(Provided entries Opens)

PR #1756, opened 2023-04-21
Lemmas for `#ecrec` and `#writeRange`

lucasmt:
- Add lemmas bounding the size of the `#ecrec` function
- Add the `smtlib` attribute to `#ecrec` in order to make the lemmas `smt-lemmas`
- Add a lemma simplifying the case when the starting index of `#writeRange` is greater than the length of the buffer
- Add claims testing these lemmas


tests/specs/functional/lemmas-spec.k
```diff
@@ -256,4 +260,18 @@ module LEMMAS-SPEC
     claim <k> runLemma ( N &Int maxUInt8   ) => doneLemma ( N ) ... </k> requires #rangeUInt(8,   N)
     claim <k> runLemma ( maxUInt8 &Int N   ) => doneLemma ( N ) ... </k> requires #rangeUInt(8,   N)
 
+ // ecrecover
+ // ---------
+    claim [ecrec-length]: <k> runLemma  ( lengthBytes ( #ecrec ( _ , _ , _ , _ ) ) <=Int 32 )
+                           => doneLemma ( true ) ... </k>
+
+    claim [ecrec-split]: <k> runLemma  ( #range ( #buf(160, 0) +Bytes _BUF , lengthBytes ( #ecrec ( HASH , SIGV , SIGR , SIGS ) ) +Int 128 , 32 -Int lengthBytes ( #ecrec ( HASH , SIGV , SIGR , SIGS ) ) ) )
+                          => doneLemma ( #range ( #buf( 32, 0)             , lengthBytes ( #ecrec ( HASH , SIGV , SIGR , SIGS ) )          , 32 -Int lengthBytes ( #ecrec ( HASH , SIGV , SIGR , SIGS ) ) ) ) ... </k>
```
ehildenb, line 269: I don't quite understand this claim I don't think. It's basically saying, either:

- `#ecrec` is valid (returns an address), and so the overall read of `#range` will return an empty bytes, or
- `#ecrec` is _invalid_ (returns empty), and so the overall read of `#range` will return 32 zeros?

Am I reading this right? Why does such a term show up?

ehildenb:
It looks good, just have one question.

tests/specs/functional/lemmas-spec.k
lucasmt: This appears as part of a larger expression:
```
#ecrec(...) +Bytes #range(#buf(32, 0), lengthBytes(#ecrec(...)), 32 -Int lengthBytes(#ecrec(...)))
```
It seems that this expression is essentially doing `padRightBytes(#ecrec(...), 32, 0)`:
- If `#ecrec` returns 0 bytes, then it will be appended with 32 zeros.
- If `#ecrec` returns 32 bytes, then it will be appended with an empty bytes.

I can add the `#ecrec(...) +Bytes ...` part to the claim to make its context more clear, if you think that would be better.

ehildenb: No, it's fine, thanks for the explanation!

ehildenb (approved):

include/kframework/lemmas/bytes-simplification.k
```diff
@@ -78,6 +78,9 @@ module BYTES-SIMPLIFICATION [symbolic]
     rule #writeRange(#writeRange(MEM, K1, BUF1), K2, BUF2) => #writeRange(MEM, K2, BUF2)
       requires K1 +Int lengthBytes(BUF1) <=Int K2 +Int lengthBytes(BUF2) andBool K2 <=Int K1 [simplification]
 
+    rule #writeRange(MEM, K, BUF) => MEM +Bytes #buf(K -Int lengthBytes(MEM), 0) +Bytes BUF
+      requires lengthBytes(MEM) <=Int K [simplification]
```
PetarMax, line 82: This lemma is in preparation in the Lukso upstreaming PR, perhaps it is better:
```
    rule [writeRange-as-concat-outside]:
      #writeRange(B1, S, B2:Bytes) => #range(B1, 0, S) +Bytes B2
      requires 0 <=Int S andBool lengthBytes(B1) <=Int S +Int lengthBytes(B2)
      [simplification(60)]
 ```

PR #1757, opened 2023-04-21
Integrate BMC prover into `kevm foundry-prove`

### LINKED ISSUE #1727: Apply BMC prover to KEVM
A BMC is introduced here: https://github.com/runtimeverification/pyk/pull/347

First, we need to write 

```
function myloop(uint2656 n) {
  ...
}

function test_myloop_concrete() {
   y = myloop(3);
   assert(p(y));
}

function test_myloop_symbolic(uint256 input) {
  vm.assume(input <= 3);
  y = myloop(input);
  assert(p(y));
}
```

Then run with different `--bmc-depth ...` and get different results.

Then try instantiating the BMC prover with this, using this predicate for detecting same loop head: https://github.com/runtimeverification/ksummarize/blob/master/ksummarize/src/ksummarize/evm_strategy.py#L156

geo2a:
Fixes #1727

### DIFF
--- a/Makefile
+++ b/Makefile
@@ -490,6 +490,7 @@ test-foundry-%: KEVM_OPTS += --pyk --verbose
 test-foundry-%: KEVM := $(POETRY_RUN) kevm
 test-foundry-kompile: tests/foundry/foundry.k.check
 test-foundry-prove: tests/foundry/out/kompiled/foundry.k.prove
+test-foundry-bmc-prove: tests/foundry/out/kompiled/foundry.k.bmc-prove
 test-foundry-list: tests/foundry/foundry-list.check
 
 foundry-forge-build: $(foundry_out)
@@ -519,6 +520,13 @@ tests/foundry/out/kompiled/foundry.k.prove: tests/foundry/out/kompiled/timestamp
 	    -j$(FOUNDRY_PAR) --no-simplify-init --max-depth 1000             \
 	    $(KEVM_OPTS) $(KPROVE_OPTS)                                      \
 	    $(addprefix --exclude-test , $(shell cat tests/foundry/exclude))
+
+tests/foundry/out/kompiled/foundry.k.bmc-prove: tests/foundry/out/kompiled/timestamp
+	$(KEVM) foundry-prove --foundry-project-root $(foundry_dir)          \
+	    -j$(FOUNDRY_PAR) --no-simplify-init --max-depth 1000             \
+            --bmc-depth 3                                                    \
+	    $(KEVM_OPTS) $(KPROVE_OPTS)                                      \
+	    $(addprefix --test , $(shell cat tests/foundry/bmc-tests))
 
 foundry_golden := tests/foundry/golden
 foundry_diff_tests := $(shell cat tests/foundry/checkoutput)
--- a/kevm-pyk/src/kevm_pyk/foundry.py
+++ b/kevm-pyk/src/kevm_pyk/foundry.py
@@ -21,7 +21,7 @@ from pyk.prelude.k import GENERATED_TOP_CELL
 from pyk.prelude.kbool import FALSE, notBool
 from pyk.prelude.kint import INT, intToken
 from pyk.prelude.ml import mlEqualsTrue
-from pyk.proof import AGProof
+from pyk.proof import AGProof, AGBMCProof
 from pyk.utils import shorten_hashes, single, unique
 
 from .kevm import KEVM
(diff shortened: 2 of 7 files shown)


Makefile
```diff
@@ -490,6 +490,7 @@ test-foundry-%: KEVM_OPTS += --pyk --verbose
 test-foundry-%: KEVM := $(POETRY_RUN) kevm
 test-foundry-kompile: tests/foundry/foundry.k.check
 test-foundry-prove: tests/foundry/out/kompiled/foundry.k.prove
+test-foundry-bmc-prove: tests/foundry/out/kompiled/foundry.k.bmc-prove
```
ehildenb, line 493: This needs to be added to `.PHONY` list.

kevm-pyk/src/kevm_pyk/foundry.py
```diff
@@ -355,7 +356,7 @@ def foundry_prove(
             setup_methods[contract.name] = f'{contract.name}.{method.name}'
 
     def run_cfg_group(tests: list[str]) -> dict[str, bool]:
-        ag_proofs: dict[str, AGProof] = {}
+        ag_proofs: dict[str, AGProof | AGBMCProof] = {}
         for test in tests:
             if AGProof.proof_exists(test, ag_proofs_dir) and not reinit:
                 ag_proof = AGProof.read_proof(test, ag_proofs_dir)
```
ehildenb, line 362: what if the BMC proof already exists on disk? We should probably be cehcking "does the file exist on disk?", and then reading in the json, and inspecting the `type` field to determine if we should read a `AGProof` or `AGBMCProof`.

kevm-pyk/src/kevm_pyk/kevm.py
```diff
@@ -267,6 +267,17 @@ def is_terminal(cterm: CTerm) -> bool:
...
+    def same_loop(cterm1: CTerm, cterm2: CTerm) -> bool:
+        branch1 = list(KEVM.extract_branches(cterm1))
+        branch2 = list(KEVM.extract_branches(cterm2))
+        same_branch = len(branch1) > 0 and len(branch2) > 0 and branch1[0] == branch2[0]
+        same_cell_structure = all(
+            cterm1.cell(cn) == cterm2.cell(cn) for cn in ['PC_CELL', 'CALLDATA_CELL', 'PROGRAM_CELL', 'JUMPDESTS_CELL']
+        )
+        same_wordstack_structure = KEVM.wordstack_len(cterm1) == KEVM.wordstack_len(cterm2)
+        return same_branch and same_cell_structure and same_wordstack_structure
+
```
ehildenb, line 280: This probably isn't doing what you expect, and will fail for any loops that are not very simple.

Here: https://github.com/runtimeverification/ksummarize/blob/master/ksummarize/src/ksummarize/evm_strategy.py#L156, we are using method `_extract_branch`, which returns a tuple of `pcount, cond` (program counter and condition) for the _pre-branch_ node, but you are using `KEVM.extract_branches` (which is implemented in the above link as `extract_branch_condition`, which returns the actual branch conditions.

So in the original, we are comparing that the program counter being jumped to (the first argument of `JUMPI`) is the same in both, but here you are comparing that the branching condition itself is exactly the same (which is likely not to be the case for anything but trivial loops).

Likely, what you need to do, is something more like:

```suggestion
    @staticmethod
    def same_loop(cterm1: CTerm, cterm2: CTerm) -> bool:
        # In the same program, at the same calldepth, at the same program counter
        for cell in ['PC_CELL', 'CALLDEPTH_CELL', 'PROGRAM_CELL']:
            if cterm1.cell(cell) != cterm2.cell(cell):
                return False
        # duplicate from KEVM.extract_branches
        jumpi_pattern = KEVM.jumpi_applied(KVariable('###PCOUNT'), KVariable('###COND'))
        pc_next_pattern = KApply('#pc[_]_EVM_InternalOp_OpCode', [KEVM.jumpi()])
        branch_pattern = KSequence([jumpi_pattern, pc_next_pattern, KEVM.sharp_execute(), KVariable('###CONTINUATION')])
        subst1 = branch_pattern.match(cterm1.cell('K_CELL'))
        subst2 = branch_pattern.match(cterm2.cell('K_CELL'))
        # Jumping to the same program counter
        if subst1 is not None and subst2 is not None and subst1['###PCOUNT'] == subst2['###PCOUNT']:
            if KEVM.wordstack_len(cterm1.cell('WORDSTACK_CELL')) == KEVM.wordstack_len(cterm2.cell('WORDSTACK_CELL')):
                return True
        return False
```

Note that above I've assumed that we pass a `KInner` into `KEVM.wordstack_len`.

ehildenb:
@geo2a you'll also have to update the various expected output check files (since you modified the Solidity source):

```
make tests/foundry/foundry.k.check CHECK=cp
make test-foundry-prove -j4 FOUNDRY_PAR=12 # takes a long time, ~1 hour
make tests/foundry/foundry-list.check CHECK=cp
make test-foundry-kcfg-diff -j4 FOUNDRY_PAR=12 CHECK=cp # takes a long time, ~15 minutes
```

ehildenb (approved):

(Provided entries Closes)

▶ **Assignment**
When the word "files" appears in a line of the listing, copy that line.

▶ **Solution to the exercise**
(diff shortened: 2 of 7 files shown)
@geo2a you'll also have to update the various expected output check files (since you modified the Solidity source):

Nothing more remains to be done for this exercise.